Exercise —
Wherever the word "that" appears in the entries, copy the whole line.

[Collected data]
=== Section Start ===

Issue #4669, opened 2019-04-03
Prod error 500 bounce from [email] not found


lymychp:
```  "app": {
      "log": "[PostmarkClient]: bounce from '[redacted]' not found",
      "request_id": "8461a9fb-994a-43ea-9354-c9d615e64bb5#1280141",
      "severity": "ERROR",
      "sourceLocation": {
        "file": "lib/core/email/postmark.ex",
        "line": 19,
        "function": "Elixir.Core.Email.Postmark.activate_email/1"
      }
    },
    "request_id": "8461a9fb-994a-43ea-9354-c9d615e64bb5#1280141",
    "tag": "il-api",
    "@timestamp": "2019-04-03T07:10:41.384042708+00:00"
```

progsmile:
Log severity has been changed to warn

PR #4717, opened 2019-04-09
chore(core): fix log severity on postmark calls

progsmile:
#4669


apps/core/lib/core/email/postmark.ex
```diff
@@ -15,12 +15,8 @@ defmodule Core.Email.Postmark do
 
       {:ok, bounce_id}
     else
-      {:error, error} = error_result ->
-        Logger.error("[PostmarkClient]: #{error}")
-        error_result
-
       error ->
-        Logger.error("[PostmarkClient]: error happened #{inspect(error)}")
+        Logger.info("[PostmarkClient]: #{inspect(error)}")
```
BatrakM: So now you will have {:error, error} tuple in logs? Or {:error, error} path never matched?

progsmile: Yes, I've decided not to match error result, only for log message separation. Do you think it's worth to do?

BatrakM: Well, that's not a lot of code to keep for a more clean error log, but on the other side 10 extra symbols in log message is not a bit deal. Let's hear some other opinions maybe

AlexKovalevych: why not warn?

progsmile: yep, warn is better

progsmile: Because we can't do nothing regarding that

progsmile: Agree?

PR #4768, opened 2019-04-10
fix(*): use the same format for validation errors

progsmile:


apps/core/lib/core/validators/json_objects.ex
```diff
@@ -63,11 +63,13 @@ defmodule Core.Validators.JsonObjects do
     if Enum.any?(keys, &(&1 == required_item)) do
       :ok
     else
-      %ValidationError{
-        description: "Must contain required item.",
-        path: get_path(object_path, "[]", key_name),
-        params: [required_item]
-      }
+      Enum.map(0..(length(keys) - 1), fn index ->
```
progsmile: `array_item_required` now returns list of errors as it's done in json schema v6 and anyOf rule

PR #4771, opened 2019-04-10
feat: mpi search  rpc only, #6019

marinakr:


marinakr:
Merge with https://github.com/edenlabllc/mpi.api/pull/294

PR #4799, opened 2019-04-15
fix: create contract request fixes

kiurchv:


apps/graphql/features/contexts/context.exs
```diff
@@ -2754,6 +2757,8 @@ defmodule GraphQL.Features.Context do
     |> String.to_atom()
   end
 
+  defp prepare_value(_, _, "null"), do: {:ok, nil}
```
PavelVesnin: what?

kiurchv: we should ignore introspection results when preparing `null` values

Issue #4475, opened 2019-03-18
create contract request by NHS


svetavedmed:
- [conf](https://edenlab.atlassian.net/wiki/x/PIUVKw)
- graphQL - create contract request mutation

svetavedmed:
- [ ] on create contract error  “message”: “Employee division must be unique”, we should use Employee w/o end_date olny.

=== Section End ===

Expected output —
BatrakM: Well, that's not a lot of code to keep for a more clean error log, but on the other side 10 extra symbols in log message is not a bit deal. Let's hear some other opinions maybe
progsmile: Because we can't do nothing regarding that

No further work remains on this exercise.